WORK INSTRUCTION: Transcribe the records below exactly as written, from the opening line through the line that contains "- Add testing".

SUPPLIED RECORDS:
PR #1159, opened 2021-07-04
Migrate CI to Github Actions

tobias-urdin:
This PR's is to move away from Travis CI since it's not credit based and we run out of credits after just a few CI runs.
However this also includes a lot of other fixes and changes that benefits the stability and testing of Gnocchi.

The migration plan to move to Github Actions from Travis CI is to (that this PR partly does) continue using Docker but for now build on each job run until we change DockerHub to read Dockerfile from main repo. We can then add "container" directly to our jobs in the workflow and use a hosted container image, and thus retire the ci-tools repo.

This PR will:

- Move Dockerfile from ci-tools repo to main repo (inside our gnocchi-container GitHub action)
- Updates s3rver version to 3.7.0 and uses default credentials which hopefully stabilizes the S3 jobs - hence the update to the s3rver default credentials (username and password is S3RVER)
- Migrate Docker container to Ubuntu 20.04 (defaults to Python 3.8 but we also run 3.6)
- Because of above this means we are testing newer version of Ceph, Redis etc that is installed from distro packages
- Add testing for Python 3.8 but keeps Python 3.6 testing
- Adds back Ceph testing but only for Python 3.8 - this is because the rados module (python3-rados dist package) that we import from global site-packages is only for Python 3.8, we can build a Ubuntu 18.04 image with python3-rados for Python 3.6 if we want to test that but can be a follow up.
- This fixes so that the deploy pipeline (that is the only thing left) in Travis CI uses Python 3
- Finally this contains some minor fixes to documentation, old comments, deprecation warnings and things to make it easier to run locally.

This PR has a hard dependency on https://github.com/jd/pifpaf/pull/150 to make Ceph working.

There are some follow up patches that can be done after this which is not covered in this patch.

- When DockerHub container image builds is updated we can remove our custom GitHub gnocchi-container action and instead use the "container" directive directly in the workflow which will pull the image from DockerHub instead of rebuilding on each job run
- Add Python 3.6 Ceph jobs again
- Move away the deploy pipeline from Travis CI into a GitHub actions that is executed when a new release is created


tobias-urdin:
@jd see above, all commits should have appropriate comments as well. I tested the workflow on my fork so should be working, but you might need to allow the workflow inside the gnocchi project settings (I don't have permissions I think).

tobias-urdin:
I should also mention that it only migrates the master branch to Github Actions, the stable branches needs to be migrated in a follow up.

openstacker:
Nice work. Thanks.

jd:
GitHub Actions is enabled on this project.

jd:
@tobias-urdin That looks good to me, I'm ok to merge it. You can still fix it as you go.

jd (approved):

chungg (approved):

PR #1160, opened 2021-07-07
ci: dont run actions on push and dont hardcode default branch

tobias-urdin:
Only run the actions on PR and not
on push because that runs the actions
when a PR is merged.

Dont hardcode the default branch to master
since it actions will use the same ref/commit
that it's going to test when loading workflows.

Removing the default branch makes it easier to
just backport later.


tobias-urdin:
@Mergifyio rebase

jd (approved):

PR #1169, opened 2021-07-25
Mark Python 3.6 as supported

kajinamit:
Python 3.6 is used in CI and tested.


tobias-urdin:
Fixed by https://github.com/gnocchixyz/gnocchi/pull/1166

Issue #1168, opened 2021-07-25
When python version is 3, it still find python2


HanGuangyu:
The version of Gnocchi: 4.3.4

service status is failed.
I find in 93 lines of gnocchi/cli/api.py, it use 'python' as plugin, not python3.
And if the python version is 3 in the environment, it can't find python, because the name is python3.

I want to ask whether the question should in there, should we add a judge to distinguish what version of python in use and use different plugin.

The fllowing is code:
    args = [
        "--if-not-plugin", "python", "--plugin", "python3", "--endif",
        "--%s" % conf.api.uwsgi_mode, "%s:%d" % (
            conf.host or conf.api.host,
            conf.port or conf.api.port),
        "--master",
        "--enable-threads",
        "--thunder-lock",
        "--hook-master-start", "unix_signal:15 gracefully_kill_them_all",
        "--die-on-term",
        "--processes", str(math.floor(workers * 1.5)),
        "--threads", str(workers),
        "--lazy-apps",
        "--chdir", "/",
        "--wsgi", "gnocchi.rest.wsgi",
        "--pyargv", " ".join(sys.argv[1:]),
    ]

tobias-urdin:
Fixed by https://github.com/gnocchixyz/gnocchi/pull/1171

PR #1171, opened 2021-07-26
When we use python3, it still find python2

HanGuangyu:
The args[] use "python", and if the version of python is "3",
it will can't find python, because the name is "python3" in o

Add a judge of python version, if the version of python is 3,
set plugin to "python3", if not, plugin still "python".

If the version of Python is 3, api.py can run.


HanGuangyu:
Related-Issuse: #1168

mrunge (approved):
Yes, thank you. This fixes running unit-tests or running aodh functional tests

tobias-urdin:
I guess this would only be an issue when not running inside a virtual env that maps python path to python3, but looks good to me.

tobias-urdin (approved):

tobias-urdin:
@mergifyio rebase

PR #1173, opened 2021-08-05
fix mergify job names

chungg:
so it matches github action job name


jd (approved):

tobias-urdin:
@MergifyIO backport stable/4.4

PR #1187, opened 2022-02-15
Support later versions of tenacity

tobias-urdin:
This adds support for later version of the
tenacity library and unpins the dependency.

This depends on the tooz [1] change or it
will fail.

[1] https://review.opendev.org/c/openstack/tooz/+/829412

### DIFF
--- a/setup.cfg
+++ b/setup.cfg
@@ -39,7 +39,7 @@ install_requires =
     voluptuous>=0.8.10
     werkzeug
     trollius; python_version < '3.4'
-    tenacity>=4.6.0,<7.0.0
+    tenacity>=4.6.0
     WebOb>=1.4.1
     Paste
     PasteDeploy
--- a/setup.cfg
+++ b/setup.cfg
@@ -39,7 +39,7 @@ install_requires =
     voluptuous>=0.8.10
     werkzeug
     trollius; python_version < '3.4'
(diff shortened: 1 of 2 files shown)


setup.cfg
```diff
@@ -39,7 +39,7 @@ install_requires =
     voluptuous>=0.8.10
     werkzeug
     trollius; python_version < '3.4'
-    tenacity>=4.6.0,<7.0.0
+    tenacity
```
jd, line 42: You might want to leave the min version, that should not change.

jd (changes requested):

setup.cfg
tobias-urdin: I will fix this.

mrunge:
This looks good to me.

tobias-urdin:
This is waiting for deprecation of etcd3 driver in Tooz [1] and then the fix to Tooz in [2] and a new release of Tooz.

[1] https://review.opendev.org/c/openstack/tooz/+/833107/1
[2] https://review.opendev.org/c/openstack/tooz/+/829412

tobias-urdin:
This is waiting for a new release of tooz

tobias-urdin:
tooz 2.11.0 is released which should unblock this

PR #1198, opened 2022-02-23
Stable/4.4

minruigao:
Fix issues on gnocchi-injector cli commands.

In gnocchi injecotor cli commands, it may use 'measure' instead of
'--measures', and some option value is not 'Int'.
Also, _inject need driver instead of conf.


minruigao:
> Fix issues on gnocchi-injector cli commands.
> 
> In gnocchi injecotor cli commands, it may use 'measure' instead of '--measures', and some option value is not 'Int'. Also, _inject need driver instead of conf.

PR #1202, opened 2022-03-11
dynamic aggregates - metric not found

javacruft:
Return a 404 (metric not found) rather than 400 (bad request) when
metrics associated with a dynamic aggregate are not found.


tobias-urdin:
Maybe @jd want's to comment on this behavior change.

mrunge:
This implements the correct behavior imho, but maybe I am missing something?

jd (approved):
LGTM

PR #1208, opened 2022-03-22
ci: fixes to get CI working

tobias-urdin:
Some fixes to the CI to get it working in the same PR:

* Fix permission for the checked out code in GitHub Actions to the user running inside the Docker container
* Remove distutils code from pifpaf by using the fork, PR is opened against pifpaf
* Migrate to stestr to fix python 3.8


jd (approved):

tobias-urdin:
adding debug output temporarily to jobs, perhaps we can catch why py38 is not working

RESPONSE:
PR #1159, opened 2021-07-04
Migrate CI to Github Actions

tobias-urdin:
This PR's is to move away from Travis CI since it's not credit based and we run out of credits after just a few CI runs.
However this also includes a lot of other fixes and changes that benefits the stability and testing of Gnocchi.

The migration plan to move to Github Actions from Travis CI is to (that this PR partly does) continue using Docker but for now build on each job run until we change DockerHub to read Dockerfile from main repo. We can then add "container" directly to our jobs in the workflow and use a hosted container image, and thus retire the ci-tools repo.

This PR will:

- Move Dockerfile from ci-tools repo to main repo (inside our gnocchi-container GitHub action)
- Updates s3rver version to 3.7.0 and uses default credentials which hopefully stabilizes the S3 jobs - hence the update to the s3rver default credentials (username and password is S3RVER)
- Migrate Docker container to Ubuntu 20.04 (defaults to Python 3.8 but we also run 3.6)
- Because of above this means we are testing newer version of Ceph, Redis etc that is installed from distro packages
- Add testing for Python 3.8 but keeps Python 3.6 testing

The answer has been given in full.